Medway Council introduced Lilli, an AI-driven in-home monitoring system that uses sensors to spot changes in daily routines and to flag potential risks early. The system has helped reduce care costs and delivered around £1.6 million in savings within its first year. Building on this success, the council has extended the use of Lilli to support people with learning disabilities, helping more residents live safely and independently at home.

Barking and Dagenham Council developed an in-house AI tool called BD Notes to help draft statutory case documents. Using the tool, the time needed to draft sections of Education, Health and Care Plans (EHCPs) has fallen from four to five hours to under five minutes, while officers remain fully responsible for reviewing and approving the final content. The council plans to embed BD Notes across 13 service areas by 2026 and expand the range of templates it supports, allowing the tool to be rolled out quickly to new areas of work.

Of course, AI adoption has not been without challenges. In some cases, high-value contracts with suppliers such as Palantir have attracted public and political scrutiny, highlighting the importance of transparency and robust data protection assessments when introducing AI into council services.

 

With 2026 fast approaching, what is the next phase of AI development for councils?

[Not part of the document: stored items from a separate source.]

PR #4083, opened 2023-12-16
MSC4083: Delta-compressed E2EE file transfers

ara4n:
A rough proposal for delta-compressing file transfers, originally written for Third Room, but apparently i never committed it at the time - so submitting it as a MSC for posterity, in the hope that it saves some time in future next time someone wants to do incremental binary updates against a file in Matrix.  (@hughns: should we ever get back to the Matrix Files SDK, this might be of interest)

### DIFF
--- a/proposals/4083-delta-compressed-file-transfers.md
+++ b/proposals/4083-delta-compressed-file-transfers.md
@@ -1,0 +1,113 @@
+# MSC4083: Delta-compressed E2EE file transfers
+
+## Problem
+
+When collaborating on a large file of some kind, it's common to store that file in Matrix, and then need a way to
+express incremental changes to it.  For instance, in Third Room, you might store a large glTF scene graph as a GLB
+file, and then want to express a small change to it (e.g. using the editor to transform part of the scene graph).  Or
+you might want to store a change to a markdown or HTML file.
+
+Currently, your only option is to save a whole new copy of the file - or invent your own delta-compression scheme at
+the application layer. Instead, we could make Matrix itself aware of delta-compression, letting the content repository
+help users efficiently collaborate around updates to binary files, regardless of what the file is.
+
+## Solution
+
+When uploading a file, specify that it's a delta against a previous piece of content, using a given algorithm.
+
+ * `delta_base` is the mxc URL of the content the delta applies to
+ * `delta_format` is the file format of the binary diff
+   * This MSC defines `m.vcdiff.v1.gzip` to describe gzipped RFC3284 compatible binary VCDIFF payloads, picked for
+     computation efficiency rather than patch size (whereas bsdiff + bzip might provide better patch size at worse
+     computation complexity; other MSCs are welcome to propose different diff formats).
+
+Clients should upload a new snapshot of a piece of content if the sum of the deltas relative to the last snapshot
+is larger than 50% of the original piece of content
+
+For instance:
+
+`POST /_matrix/media/v3/upload?delta_base=mxc://matrix.org/b4s3v3rs10n&delta_format=m.vcdiff.v1.gzip`
+
+returning:
+```json
+{
+  "content_uri": "mxc://matrix.org/n3wv3rs10n"
+}
+```
+
+(or with the same parameters for MSC2246-style `POST /_matrix/media/v3/create`).
+
+The server tracks the graph of which deltas apply to which files, so it can only hand the relevant deltas to clients
+when they download them.
+
+For instance, when downloading a delta-compressed piece of content, a client might ask to pull in any delta dependencies
+it doesn't already have stored locally, relative to the last version that it has a full copy of:
+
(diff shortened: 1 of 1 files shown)


proposals/4083-delta-compressed-file-transfers.md
```diff
@@ -0,0 +1,113 @@
...
+
+The server tracks the graph of which deltas apply to which files, so it can only hand the relevant deltas to clients
+when they download them.
+
+For instance, when downloading a delta-compressed piece of content, a client might ask to pull in any delta dependencies
+it doesn't already have stored locally, relative to the last version that it has a full copy of:
+
+`GET /_matrix/media/v3/download/matrix/org/n3wv3rs10n?delta_base=mxc://matrix.org/b4s3v3rs10n`
+
+This would return an ordered multipart download of the deltas (once unencrypted, if needed) to apply to the base-version
```
uhoreg, line 48: For encrypted files, how do clients discover the encryption keys for each delta and the base file?

proposals/4083-delta-compressed-file-transfers.md
```diff
@@ -0,0 +1,113 @@
...
+the application layer. Instead, we could make Matrix itself aware of delta-compression, letting the content repository
+help users efficiently collaborate around updates to binary files, regardless of what the file is.
+
+## Solution
+
+When uploading a file, specify that it's a delta against a previous piece of content, using a given algorithm.
+
+ * `delta_base` is the mxc URL of the content the delta applies to
+ * `delta_format` is the file format of the binary diff
+   * This MSC defines `m.vcdiff.v1.gzip` to describe gzipped RFC3284 compatible binary VCDIFF payloads, picked for
```
uhoreg, line 20:
```suggestion
   * This MSC defines `m.vcdiff.v1.gzip` to describe gzipped [RFC3284](https://datatracker.ietf.org/doc/html/rfc3284) compatible binary VCDIFF payloads, picked for
```

proposals/4083-delta-compressed-file-transfers.md
```diff
@@ -0,0 +1,113 @@
...
+     computation efficiency rather than patch size (whereas bsdiff + bzip might provide better patch size at worse
+     computation complexity; other MSCs are welcome to propose different diff formats).
+
+Clients should upload a new snapshot of a piece of content if the sum of the deltas relative to the last snapshot
```
uhoreg, line 24: Clients must also upload a new snapshot when needed to ensure that secrecy is preserved in encrypted rooms.  e.g. if a new user joins, a new snapshot must be uploaded, otherwise the new user would need to be able to decrypt the file state from before they joined the room.

proposals/4083-delta-compressed-file-transfers.md
ara4n: i just realised the same thing :) i guess this pushes it back towards putting the delta links on the m.file events rather than the content repository, and using aggregations perhaps as a way to grab all the events needed to download a given file.

proposals/4083-delta-compressed-file-transfers.md
```diff
@@ -0,0 +1,113 @@
+# MSC4083: Delta-compressed E2EE file transfers
+
+## Problem
+
+When collaborating on a large file of some kind, it's common to store that file in Matrix, and then need a way to
+express incremental changes to it.  For instance, in Third Room, you might store a large glTF scene graph as a GLB
+file, and then want to express a small change to it (e.g. using the editor to transform part of the scene graph).  Or
+you might want to store a change to a markdown or HTML file.
+
+Currently, your only option is to save a whole new copy of the file - or invent your own delta-compression scheme at
```
MTRNord, line 10: Couldn't you also use an existing delta format like the one used by OTA updates on android and encrypt that separately here? Or is the concern that due to e2ee shenanigans, intermediate deltas are lost here? (I am not saying that this a good approach. Just an alternative that also came to mind for me)

proposals/4083-delta-compressed-file-transfers.md
ara4n: Alternatively, could be evil and reuse the same IV & Key for every diff on a given file - but calculate the actual IV as `IV' = H(IV, $content_id)`. This would mean that diffs have to be created as async uploads so you know their content_id before they can be encrypted by the client though; and the multipart download would have to include content IDs. 

I'm not convinced this is better than using an aggregation API to say "give me all the events for the diffs needed to construct this $event_id", and then firing off a tonne of parallel reqs to the media repo to grab the required media files (which is arguably only 2 roundtrips too).  But it avoids having to fiddle around with events at all.

proposals/4083-delta-compressed-file-transfers.md
ara4n: but this proposal does propose using an existing delta format (vcdiff - rfc3284) and encrypting the diffs?

MTRNord: I must have been asleep while writing this comment I guess 😱 sorry.

PR #4084, opened 2023-12-18
MSC: Improving security of MSC2244

turt2live:
[Rendered](https://github.com/matrix-org/matrix-spec-proposals/blob/travis/msc/2244-ext-uia/proposals/4084-mass-redactions-alterations.md)

Implementation requirements: 
* [ ] Unstable room version containing both MSC2244 and this MSC's changes.
* [ ] Example of a server processing redactions safely.
* [ ] Example of a client engaging in these rooms.

### DIFF
--- a/proposals/4084-mass-redactions-alterations.md
+++ b/proposals/4084-mass-redactions-alterations.md
@@ -1,0 +1,232 @@
+# MSC4084: Improving security of MSC2244
+
+[MSC2244](https://github.com/matrix-org/matrix-spec-proposals/blob/main/proposals/2244-mass-redactions.md)
+introduces an idea of "mass redactions", where a single redaction event can target more than one event.
+This provides signficantly improved performance when dealing with large volumes of spam or redacting
+one's own messages, but is also irreversible.
+
+This proposal amends MSC2244 to accommodate previously-undisclosed security considerations.
+
+## Background context
+
+MSC2244 was accepted through FCP under an older process where implementation was not required before
+FCP. Some time later, the SCT noted significant process overhead when implementation happens second,
+so updated the process to require implementation before FCP can begin. MSC2244 however had already
+finished FCP at the time - it's now stuck in a state where FCP is completed, but the MSC is not
+accepted because it is not implemented.
+
+Implementation on MSC2244 was blocked on internal security context from the SCT as of March 2022,
+despite the MSC successfully completing FCP in November 2019. The concerns, now captured by this MSC,
+were discovered through a brief attempt to implement the MSC during development of another feature.
+
+After some unintended process delays, this MSC exists to cover the internal context captured throughout
+2022.
+
+With the new process in place, issues like the ones covered by this MSC are easier to catch before an
+MSC is accepted then merged. Unfortunately, because of the older process in play, the MSC needs to
+be modified by another MSC first - namely, the MSC described by this document.
+
+### Unstable implementation
+
+Under the older process MSC2244 falls under, implementation can happen *after* FCP is completed. To
+qualify as "accepted", the MSC will need such an implementation and review from the SCT before it
+can continue. It's not until the MSC is assigned a stable room version that it becomes merged to the
+specification, and unstable identifiers (including the unstable room version) can be dropped.
+
+Acceptance on MSC2244 is additionally qualified on resolution of the concerns described in this MSC,
+though the exact solutions may vary. Once both implementation and security considerations are made,
+the SCT will mark MSC2244 as accepted. The MSC would then qualify for inclusion in a (future) stable
+room version.
+
+## Problem
+
+MSC2244 provides room moderators a way to redact multiple messages in a single event, reducing overall
+traffic and therefore speed of removal. This is an incredibly useful tool when dealing with volumetric
+spam - the sender is not required to generate the same volume of redactions (an amplification attack).
+
+Mass redactions can also be used to remove an entire user from the conversation history, either
+electively or by choice of a room moderator. When performed electively, the user is essentially trying
+to erase their presence from the network/room. Though some metadata is retained, the conversation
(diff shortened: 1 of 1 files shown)


proposals/4084-mass-redactions-alterations.md
```diff
@@ -0,0 +1,232 @@
...
+This MSC also forces servers to withhold redactions until *all* target events are received and validated.
+In the case of volumetric spam, this means a server will be required to first download that spam then
+redact it. With each event being maximum 65kb in size, this could be significant network traffic. The
+alternative is a malicious sender could cause future problems or confuse clients due to trivially
+possible bugs in servers, thus exploiting individual implementation bugs to alter the conversation
+history depending on viewer.
+
+## Alternatives
+
+No significant alternatives not already discussed identified.
```
ara4n, line 210: One thing that could mitigate abuse of this would be if it was reversible within a given timeframe - ie a cooling off or antiabuse or remorse timeframe. Same for account deactivation. Both could give the user a one-time code they could use to countermand the previous destructive action. If combined with a grace period for redactions in general (which most servers implement), this could be best of both worlds? (And stop floods of reactivation requests to support@...)

turt2live: The DAG level gets complicated for all kinds of reasons, but a possible approach here might be to split redactions into two events: one which *applies* the redaction, and another which actually commits to it. https://github.com/matrix-org/matrix-spec-proposals/pull/3531 kinda does this, though a more direct approach would be to have `m.room.soft_redaction` go out to apply a redaction pending formal redaction. The operation would apply to clients (and maybe servers over the CS API but not storage?) so the effect can be quickly realized. Then, if the moderator or sender regrets that decision they can redact the soft redaction to "cancel" it. If not cancelled, either the client or the server could commit the redaction with today's `m.room.redaction` event.

Something to consider is who has the ability to undo a redaction, as it'd be a bit weird to think you've redacted your password from the public chat but then a moderator reveals it again.

wj25czxj47bu6q (changes requested):

proposals/4084-mass-redactions-alterations.md
```diff
@@ -0,0 +1,232 @@
...
+to erase their presence from the network/room. Though some metadata is retained, the conversation
+history is completely destroyed in this scenario. This causes two problems of varying severity:
+
+1. A choice has been imposed upon other members of the room, where their copy of the conversation has
+   been altered. Matrix is structured with a belief that everyone has an equal right to the conversation,
+   and a built-in tool which *easily* allows that conversation to be altered is not ideal. However,
+   servers wishing to perform such a function on behalf of their users are already able to remove/disable
+   rate limits on sending individual redaction events. Many servers over the years have elected to do
+   exactly that to erase a user from the network as best as possible. Therefore, for the purposes of
+   this MSC, it is considered a non-issue to support mass redactions in Matrix.
```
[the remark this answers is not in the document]
MTRNord: Hm but wouldnt this revoke the right to be forgotten by a user under GDPR and friends? Like mass redactions also help on that front.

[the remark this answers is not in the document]
turt2live: Relative time is difficult in Matrix, but this sounds like something for a future MSC.

proposals/4084-mass-redactions-alterations.md
KitsuneRal: I guess [MSC4117](https://github.com/matrix-org/matrix-spec-proposals/pull/4117) is a potential answer to this?

proposals/4084-mass-redactions-alterations.md
```diff
@@ -0,0 +1,232 @@
...
+not have itself (or which are illegally included in the array), though it's theoretically possible for
+a client to gain access to the unmodified `m.room.redaction` event and redact the illegal targets
+anyways. This MSC proposes changes to how MSC2244 handles redactions to eliminate potential points of
+abuse/trickery from malicious actors.
+
+## Proposal
+
+To help ensure that malicious actors are not able to effectively deactivate a user's account, the
+existing [`PUT /_matrix/client/v3/rooms/:roomId/send/:eventType/:txnId`](https://spec.matrix.org/v1.9/client-server-api/#put_matrixclientv3roomsroomidsendeventtypetxnid)
+endpoint MUST NOT accept `m.room.redaction` events in room versions supporting mass redactions. The
```
turt2live, line 81: this can probably be relaxed to "`m.room.redaction` events targeting more than one event" rather than "thou shall not redact"

proposals/4084-mass-redactions-alterations.md
```diff
@@ -0,0 +1,232 @@
...
+server MUST respond with a 400 HTTP status code and `M_BAD_STATE` error code for this condition.
+Clients are still able to redact individual events at a time using the `/redact` endpoint, if desired.
+
+To ensure that clients are able to actually use mass redactions, a copy of `/send` is introduced with
+[User-Interactive Authentication](https://spec.matrix.org/v1.9/client-server-api/#user-interactive-authentication-api)
+(UIA) optionally used by the server. The new `PUT /_matrix/client/v4/rooms/:roomId/send/:eventType/:txnId`
```
turt2live, line 87: UIA is now "legacy" and replaced in part by OAuth2: https://spec.matrix.org/v1.15/client-server-api/#client-authentication

It's not clear how to use OAuth2 for UIA-like features like this.

proposals/4084-mass-redactions-alterations.md
KitsuneRal: `m.room.soft_redaction` is additive to `m.room.redaction`, I don't think it would even require a new room version. Changing the semantics of `m.room.redaction` would probably require a new room version to make sure users can tell between reversible and irreversible redactions.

AI will move from being simple “helpers” to acting more like digital workers. These digital workers will be able to handle routine tasks on their own (e.g. checking rules, drafting responses, updating systems), and only passing things to a human when approval or judgement is needed. This is especially valuable for councils, as they deal with large volumes of repeat processes every day.

Organisations will increasingly use lots of small, specialised AIs, each focused on doing one job well, rather than relying on one large AI system to do everything. These smaller AIs can work together as a system. This approach is easier to control and govern, easier to change or switch off if something goes wrong, and it costs less than running one large, all-purpose AI.

AI will also become much better at understanding more than just text. It will be able to look at photos of potholes or fly-tipping, listen to phone calls and turn them into summaries, and read scanned forms or handwritten notes. Because councils deal with many different types of evidence, this will help them process work more quickly and more consistently.

Councils and their suppliers will increasingly adopt smaller, more focused models, rather than using huge global AI models. These will be trained around UK law, local policy and service guidance, making them more accurate, safer to use and easier to manage.

AI will continue to be built directly into everyday software, instead of feeling like a separate tool. We are already seeing this with Microsoft Copilot inside emails and documents. For council staff, this means they will not need to “learn AI” as it will simply become part of how they already work. At the same time, stronger rules, checks and safety controls will become standard. This includes clear human oversight, data protection safeguards and checks to make sure AI is used fairly and responsibly.

Support from central government will also increase, with active programmes to help councils adopt AI in a safe and consistent way, rather than each authority working in isolation.

 

Conclusion

As we move into 2026, the focus is shifting toward AI systems that work together, models designed specifically for council services, faster modernisation of older systems, and clear, auditable controls to make sure AI is used safely. Together, this marks a change in how AI is viewed: no longer as a one-off experiment or pilot, but as shared public-sector infrastructure that supports how UK councils deliver services every day. The councils that act now to modernise their approach will be those best equipped to meet the challenges of the coming decade.